### Requirement
What number of lines in the entries hold the string "extends"? Answer with it alone.

Collected data entries
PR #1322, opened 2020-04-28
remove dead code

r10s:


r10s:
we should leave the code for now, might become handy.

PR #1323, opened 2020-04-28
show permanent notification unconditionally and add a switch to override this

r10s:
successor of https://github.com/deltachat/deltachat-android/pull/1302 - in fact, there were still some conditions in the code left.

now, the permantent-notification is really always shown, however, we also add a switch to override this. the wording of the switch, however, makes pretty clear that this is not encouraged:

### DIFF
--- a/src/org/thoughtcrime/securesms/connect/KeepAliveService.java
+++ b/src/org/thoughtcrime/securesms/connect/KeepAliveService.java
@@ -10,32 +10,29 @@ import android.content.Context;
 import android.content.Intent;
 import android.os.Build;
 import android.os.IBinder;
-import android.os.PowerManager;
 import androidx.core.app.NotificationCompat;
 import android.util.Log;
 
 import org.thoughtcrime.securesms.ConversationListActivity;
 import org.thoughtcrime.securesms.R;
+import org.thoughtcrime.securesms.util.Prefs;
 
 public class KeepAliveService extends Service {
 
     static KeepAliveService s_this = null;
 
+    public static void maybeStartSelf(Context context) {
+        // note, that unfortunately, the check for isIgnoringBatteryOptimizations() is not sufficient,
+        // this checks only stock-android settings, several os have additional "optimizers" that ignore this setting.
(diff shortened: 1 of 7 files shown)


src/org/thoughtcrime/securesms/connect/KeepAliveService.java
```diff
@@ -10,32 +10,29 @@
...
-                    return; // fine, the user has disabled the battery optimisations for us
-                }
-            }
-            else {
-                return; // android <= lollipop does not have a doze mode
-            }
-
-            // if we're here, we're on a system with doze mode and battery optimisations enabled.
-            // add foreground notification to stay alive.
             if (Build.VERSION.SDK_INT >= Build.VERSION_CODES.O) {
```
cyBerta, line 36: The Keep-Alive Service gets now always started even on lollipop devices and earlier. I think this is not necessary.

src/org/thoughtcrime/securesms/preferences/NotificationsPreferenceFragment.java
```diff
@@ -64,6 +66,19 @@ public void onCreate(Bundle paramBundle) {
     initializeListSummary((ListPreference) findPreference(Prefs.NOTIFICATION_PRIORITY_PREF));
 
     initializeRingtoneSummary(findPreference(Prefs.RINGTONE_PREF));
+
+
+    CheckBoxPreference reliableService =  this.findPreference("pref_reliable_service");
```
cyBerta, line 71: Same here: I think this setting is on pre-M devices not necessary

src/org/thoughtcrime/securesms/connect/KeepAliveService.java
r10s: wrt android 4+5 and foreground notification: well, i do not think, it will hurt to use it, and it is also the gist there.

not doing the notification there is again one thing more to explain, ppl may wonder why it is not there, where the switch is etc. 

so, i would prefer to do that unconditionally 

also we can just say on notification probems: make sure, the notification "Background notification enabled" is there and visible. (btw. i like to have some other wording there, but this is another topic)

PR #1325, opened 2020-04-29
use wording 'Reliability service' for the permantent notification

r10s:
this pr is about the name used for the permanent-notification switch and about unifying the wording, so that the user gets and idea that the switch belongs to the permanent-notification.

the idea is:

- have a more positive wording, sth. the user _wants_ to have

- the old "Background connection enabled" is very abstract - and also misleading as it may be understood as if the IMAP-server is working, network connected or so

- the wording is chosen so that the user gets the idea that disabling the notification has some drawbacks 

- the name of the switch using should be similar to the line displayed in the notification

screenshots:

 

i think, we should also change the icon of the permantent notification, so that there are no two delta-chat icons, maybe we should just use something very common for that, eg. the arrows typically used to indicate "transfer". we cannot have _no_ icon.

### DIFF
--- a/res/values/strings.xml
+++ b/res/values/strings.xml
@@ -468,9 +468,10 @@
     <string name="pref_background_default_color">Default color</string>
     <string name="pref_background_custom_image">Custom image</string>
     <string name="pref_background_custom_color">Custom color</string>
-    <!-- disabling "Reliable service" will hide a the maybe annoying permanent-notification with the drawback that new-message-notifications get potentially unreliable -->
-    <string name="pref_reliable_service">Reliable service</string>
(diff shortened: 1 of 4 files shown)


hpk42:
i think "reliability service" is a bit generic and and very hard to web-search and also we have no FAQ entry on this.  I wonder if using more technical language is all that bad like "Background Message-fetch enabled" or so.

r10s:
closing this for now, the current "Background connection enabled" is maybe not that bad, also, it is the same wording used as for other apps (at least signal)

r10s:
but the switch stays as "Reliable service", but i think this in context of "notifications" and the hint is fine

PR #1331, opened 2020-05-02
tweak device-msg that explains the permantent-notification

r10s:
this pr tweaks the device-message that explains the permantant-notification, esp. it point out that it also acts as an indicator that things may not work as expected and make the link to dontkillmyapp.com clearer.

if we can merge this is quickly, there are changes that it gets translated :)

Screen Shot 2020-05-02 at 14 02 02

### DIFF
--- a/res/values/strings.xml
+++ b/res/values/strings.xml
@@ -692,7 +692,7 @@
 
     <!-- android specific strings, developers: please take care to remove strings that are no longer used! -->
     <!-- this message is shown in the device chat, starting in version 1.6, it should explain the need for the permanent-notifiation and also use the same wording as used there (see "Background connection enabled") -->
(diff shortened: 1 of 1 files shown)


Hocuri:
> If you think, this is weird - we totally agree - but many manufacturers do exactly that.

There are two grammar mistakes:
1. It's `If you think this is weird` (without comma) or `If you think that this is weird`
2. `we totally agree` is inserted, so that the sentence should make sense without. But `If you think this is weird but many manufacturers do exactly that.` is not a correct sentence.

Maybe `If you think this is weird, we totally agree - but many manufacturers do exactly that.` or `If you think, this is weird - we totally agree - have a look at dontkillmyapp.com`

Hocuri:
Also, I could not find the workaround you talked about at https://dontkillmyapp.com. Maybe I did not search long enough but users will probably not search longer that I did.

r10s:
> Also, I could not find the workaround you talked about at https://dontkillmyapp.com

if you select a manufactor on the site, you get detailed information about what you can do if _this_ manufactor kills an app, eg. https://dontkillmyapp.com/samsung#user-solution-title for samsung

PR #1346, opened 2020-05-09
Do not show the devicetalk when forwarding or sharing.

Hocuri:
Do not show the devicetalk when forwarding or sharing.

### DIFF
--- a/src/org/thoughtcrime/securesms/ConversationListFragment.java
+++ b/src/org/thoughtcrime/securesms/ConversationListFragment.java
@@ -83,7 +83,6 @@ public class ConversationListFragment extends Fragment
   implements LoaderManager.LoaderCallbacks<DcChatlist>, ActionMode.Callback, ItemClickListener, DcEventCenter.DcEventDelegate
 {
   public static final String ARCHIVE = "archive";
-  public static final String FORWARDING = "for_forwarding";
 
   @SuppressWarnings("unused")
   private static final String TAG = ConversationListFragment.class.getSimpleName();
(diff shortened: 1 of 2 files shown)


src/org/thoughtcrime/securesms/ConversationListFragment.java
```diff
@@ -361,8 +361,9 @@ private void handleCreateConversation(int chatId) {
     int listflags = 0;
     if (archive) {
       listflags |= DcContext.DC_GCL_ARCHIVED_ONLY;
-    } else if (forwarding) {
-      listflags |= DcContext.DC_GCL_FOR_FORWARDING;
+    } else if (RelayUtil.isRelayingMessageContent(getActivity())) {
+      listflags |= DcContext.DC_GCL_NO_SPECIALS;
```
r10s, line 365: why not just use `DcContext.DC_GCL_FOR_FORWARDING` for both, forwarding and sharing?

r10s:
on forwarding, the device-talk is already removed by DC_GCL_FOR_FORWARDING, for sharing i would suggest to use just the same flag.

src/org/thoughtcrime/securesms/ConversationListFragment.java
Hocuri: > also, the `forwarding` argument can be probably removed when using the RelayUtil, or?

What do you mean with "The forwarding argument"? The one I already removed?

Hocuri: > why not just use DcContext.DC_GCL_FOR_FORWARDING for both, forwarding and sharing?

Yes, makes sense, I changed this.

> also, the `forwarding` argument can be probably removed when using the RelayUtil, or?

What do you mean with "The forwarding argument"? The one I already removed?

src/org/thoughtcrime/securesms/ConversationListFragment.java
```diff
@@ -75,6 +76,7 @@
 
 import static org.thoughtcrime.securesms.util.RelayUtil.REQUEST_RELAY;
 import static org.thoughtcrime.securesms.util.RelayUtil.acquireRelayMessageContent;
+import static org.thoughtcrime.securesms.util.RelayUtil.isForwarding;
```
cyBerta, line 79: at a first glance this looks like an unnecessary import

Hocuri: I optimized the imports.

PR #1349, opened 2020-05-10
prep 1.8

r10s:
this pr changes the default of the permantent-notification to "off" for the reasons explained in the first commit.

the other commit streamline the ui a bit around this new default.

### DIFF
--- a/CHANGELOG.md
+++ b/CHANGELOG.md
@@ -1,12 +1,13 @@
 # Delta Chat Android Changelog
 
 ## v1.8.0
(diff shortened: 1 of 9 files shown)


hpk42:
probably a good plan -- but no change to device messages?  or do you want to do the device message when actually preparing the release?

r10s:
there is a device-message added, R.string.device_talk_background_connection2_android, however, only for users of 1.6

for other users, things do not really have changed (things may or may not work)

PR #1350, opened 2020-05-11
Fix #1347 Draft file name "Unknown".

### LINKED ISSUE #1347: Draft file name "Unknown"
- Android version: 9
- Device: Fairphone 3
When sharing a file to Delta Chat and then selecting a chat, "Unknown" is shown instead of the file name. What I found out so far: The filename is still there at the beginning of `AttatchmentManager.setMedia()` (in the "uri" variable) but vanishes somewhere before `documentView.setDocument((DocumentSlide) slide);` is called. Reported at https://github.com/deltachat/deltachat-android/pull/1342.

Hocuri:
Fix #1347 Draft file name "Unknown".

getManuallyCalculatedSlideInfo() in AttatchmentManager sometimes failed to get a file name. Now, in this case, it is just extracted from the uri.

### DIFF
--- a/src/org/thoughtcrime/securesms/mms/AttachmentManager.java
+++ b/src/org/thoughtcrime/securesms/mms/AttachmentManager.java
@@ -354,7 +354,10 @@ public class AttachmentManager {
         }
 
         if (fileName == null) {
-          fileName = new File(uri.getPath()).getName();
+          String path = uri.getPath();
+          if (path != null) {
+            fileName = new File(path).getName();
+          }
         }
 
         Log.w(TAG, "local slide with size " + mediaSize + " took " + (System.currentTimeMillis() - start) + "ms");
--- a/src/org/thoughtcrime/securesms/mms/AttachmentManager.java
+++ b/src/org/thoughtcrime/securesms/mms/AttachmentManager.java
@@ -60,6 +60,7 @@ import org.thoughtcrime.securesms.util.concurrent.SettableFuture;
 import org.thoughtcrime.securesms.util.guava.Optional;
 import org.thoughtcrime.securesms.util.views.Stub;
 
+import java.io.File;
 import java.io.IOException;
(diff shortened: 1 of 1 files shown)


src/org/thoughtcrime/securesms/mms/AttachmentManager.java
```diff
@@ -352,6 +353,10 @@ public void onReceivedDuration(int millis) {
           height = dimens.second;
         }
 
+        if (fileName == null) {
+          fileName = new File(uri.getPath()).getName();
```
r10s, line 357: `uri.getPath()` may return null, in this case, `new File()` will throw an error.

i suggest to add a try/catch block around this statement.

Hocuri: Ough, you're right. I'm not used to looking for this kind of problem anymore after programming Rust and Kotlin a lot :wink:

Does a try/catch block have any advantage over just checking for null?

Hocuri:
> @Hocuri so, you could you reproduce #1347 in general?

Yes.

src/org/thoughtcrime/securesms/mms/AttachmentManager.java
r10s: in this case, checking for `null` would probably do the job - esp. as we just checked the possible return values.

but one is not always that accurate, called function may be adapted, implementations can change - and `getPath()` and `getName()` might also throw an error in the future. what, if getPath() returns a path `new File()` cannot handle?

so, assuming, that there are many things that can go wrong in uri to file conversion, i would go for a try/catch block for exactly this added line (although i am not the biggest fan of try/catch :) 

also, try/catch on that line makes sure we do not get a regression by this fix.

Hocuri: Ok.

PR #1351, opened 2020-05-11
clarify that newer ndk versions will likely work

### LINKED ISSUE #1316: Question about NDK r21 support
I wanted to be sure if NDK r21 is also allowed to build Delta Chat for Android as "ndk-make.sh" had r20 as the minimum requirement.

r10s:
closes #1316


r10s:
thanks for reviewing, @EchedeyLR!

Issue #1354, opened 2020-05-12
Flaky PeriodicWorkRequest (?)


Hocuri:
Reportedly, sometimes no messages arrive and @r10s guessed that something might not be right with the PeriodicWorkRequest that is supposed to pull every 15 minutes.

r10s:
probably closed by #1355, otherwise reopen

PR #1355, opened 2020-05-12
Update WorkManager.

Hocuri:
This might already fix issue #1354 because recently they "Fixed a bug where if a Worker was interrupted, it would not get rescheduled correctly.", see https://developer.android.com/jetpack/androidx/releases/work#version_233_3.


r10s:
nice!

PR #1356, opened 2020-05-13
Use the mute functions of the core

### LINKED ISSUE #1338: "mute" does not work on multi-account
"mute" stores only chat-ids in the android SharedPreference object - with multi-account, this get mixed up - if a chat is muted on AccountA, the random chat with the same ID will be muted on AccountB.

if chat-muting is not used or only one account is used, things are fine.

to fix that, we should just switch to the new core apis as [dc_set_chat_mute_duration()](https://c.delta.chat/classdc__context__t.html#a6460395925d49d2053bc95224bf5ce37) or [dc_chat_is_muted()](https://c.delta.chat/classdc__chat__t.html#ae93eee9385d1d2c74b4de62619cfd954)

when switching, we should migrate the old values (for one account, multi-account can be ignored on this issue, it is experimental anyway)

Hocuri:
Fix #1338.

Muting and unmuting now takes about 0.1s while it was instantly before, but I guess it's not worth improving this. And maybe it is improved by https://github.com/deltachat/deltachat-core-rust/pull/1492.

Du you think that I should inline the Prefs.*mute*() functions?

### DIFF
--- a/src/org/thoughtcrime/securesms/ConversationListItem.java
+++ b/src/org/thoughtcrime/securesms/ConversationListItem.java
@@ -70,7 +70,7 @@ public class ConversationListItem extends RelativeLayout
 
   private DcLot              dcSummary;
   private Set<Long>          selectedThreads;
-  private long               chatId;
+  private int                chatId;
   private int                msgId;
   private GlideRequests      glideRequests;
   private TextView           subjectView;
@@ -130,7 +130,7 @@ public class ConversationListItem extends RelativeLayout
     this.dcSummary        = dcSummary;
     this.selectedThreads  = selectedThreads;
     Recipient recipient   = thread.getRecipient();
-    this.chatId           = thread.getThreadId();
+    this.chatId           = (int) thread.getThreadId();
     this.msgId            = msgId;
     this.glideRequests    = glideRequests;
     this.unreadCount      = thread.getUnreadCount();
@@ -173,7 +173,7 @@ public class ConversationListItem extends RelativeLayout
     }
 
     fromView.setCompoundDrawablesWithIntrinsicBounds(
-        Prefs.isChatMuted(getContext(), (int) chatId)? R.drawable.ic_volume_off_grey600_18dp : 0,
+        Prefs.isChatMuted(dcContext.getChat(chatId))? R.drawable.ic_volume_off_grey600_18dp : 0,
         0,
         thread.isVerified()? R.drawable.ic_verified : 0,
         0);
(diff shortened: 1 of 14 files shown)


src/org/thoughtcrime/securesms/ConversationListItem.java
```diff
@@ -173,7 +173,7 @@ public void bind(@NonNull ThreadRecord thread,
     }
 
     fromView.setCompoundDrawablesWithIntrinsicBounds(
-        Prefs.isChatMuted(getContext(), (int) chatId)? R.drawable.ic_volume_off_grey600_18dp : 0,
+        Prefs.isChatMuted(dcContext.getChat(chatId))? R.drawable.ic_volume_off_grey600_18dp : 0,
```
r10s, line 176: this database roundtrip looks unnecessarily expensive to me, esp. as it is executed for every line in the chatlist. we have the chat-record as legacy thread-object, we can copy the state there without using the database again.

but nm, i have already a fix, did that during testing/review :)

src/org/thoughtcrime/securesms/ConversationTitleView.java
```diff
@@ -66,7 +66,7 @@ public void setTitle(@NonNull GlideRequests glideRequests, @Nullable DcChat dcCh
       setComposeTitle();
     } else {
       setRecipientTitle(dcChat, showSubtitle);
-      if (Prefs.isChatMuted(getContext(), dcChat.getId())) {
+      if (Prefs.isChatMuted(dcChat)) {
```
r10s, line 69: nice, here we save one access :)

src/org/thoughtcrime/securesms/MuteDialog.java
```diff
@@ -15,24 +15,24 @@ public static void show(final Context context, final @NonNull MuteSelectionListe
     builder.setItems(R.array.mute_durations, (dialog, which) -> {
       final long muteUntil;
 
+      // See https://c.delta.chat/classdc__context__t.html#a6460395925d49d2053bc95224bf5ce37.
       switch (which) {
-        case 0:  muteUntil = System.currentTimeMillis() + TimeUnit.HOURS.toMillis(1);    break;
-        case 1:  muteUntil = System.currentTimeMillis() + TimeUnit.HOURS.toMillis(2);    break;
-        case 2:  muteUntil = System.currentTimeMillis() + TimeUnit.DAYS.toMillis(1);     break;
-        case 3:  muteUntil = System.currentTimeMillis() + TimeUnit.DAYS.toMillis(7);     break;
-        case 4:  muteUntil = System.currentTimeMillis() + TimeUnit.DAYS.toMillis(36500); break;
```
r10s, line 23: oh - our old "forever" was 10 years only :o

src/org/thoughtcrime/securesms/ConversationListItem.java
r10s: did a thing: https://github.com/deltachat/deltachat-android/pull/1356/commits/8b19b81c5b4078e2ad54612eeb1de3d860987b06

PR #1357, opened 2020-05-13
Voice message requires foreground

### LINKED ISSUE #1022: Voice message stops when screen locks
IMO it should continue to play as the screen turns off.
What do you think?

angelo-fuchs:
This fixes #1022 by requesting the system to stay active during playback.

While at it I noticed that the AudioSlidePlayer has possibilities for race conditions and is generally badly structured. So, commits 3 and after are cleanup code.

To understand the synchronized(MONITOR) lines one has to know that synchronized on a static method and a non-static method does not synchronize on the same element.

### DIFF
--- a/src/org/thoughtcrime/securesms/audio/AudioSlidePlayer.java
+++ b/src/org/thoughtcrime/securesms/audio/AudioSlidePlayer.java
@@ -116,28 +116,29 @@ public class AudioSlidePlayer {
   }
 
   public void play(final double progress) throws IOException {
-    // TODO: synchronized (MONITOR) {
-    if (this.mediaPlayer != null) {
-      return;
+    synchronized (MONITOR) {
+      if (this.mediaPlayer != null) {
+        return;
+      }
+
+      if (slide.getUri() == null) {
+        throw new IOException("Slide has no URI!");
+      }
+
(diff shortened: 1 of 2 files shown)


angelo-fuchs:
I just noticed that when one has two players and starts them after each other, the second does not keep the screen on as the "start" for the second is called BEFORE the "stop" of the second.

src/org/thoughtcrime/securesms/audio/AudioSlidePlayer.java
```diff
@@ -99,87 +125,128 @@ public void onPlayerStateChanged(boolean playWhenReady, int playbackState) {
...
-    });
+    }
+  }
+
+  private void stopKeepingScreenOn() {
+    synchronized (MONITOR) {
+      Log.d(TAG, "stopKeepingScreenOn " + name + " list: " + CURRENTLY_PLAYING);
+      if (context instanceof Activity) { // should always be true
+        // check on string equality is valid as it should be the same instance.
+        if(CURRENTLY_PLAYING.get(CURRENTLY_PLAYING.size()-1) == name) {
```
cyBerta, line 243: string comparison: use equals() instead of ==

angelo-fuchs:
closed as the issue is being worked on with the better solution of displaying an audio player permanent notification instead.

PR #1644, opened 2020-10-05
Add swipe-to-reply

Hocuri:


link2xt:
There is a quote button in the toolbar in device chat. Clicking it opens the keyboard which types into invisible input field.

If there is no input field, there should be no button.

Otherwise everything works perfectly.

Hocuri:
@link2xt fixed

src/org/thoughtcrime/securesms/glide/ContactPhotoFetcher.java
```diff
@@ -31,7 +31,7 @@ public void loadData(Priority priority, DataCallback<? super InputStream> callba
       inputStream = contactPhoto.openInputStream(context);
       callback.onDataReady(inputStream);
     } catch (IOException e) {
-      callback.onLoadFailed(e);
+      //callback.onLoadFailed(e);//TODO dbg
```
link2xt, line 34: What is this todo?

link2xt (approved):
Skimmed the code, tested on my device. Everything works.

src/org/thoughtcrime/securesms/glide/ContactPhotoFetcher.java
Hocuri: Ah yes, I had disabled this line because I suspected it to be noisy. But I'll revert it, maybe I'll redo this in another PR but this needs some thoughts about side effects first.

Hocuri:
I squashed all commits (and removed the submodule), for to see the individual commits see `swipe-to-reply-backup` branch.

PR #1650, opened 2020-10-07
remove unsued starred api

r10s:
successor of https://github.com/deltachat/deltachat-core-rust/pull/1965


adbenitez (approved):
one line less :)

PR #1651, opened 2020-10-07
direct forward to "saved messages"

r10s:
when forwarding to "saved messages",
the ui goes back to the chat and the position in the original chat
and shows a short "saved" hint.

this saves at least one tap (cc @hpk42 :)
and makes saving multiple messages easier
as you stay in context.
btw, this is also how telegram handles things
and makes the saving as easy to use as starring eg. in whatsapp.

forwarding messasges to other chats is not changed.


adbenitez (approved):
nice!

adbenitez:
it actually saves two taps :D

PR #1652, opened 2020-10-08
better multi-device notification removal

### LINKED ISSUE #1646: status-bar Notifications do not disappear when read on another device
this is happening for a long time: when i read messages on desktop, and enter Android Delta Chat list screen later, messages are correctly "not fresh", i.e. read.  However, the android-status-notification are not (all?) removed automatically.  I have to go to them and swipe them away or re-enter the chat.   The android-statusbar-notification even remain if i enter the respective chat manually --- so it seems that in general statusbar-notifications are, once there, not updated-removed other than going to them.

### Exercise output
5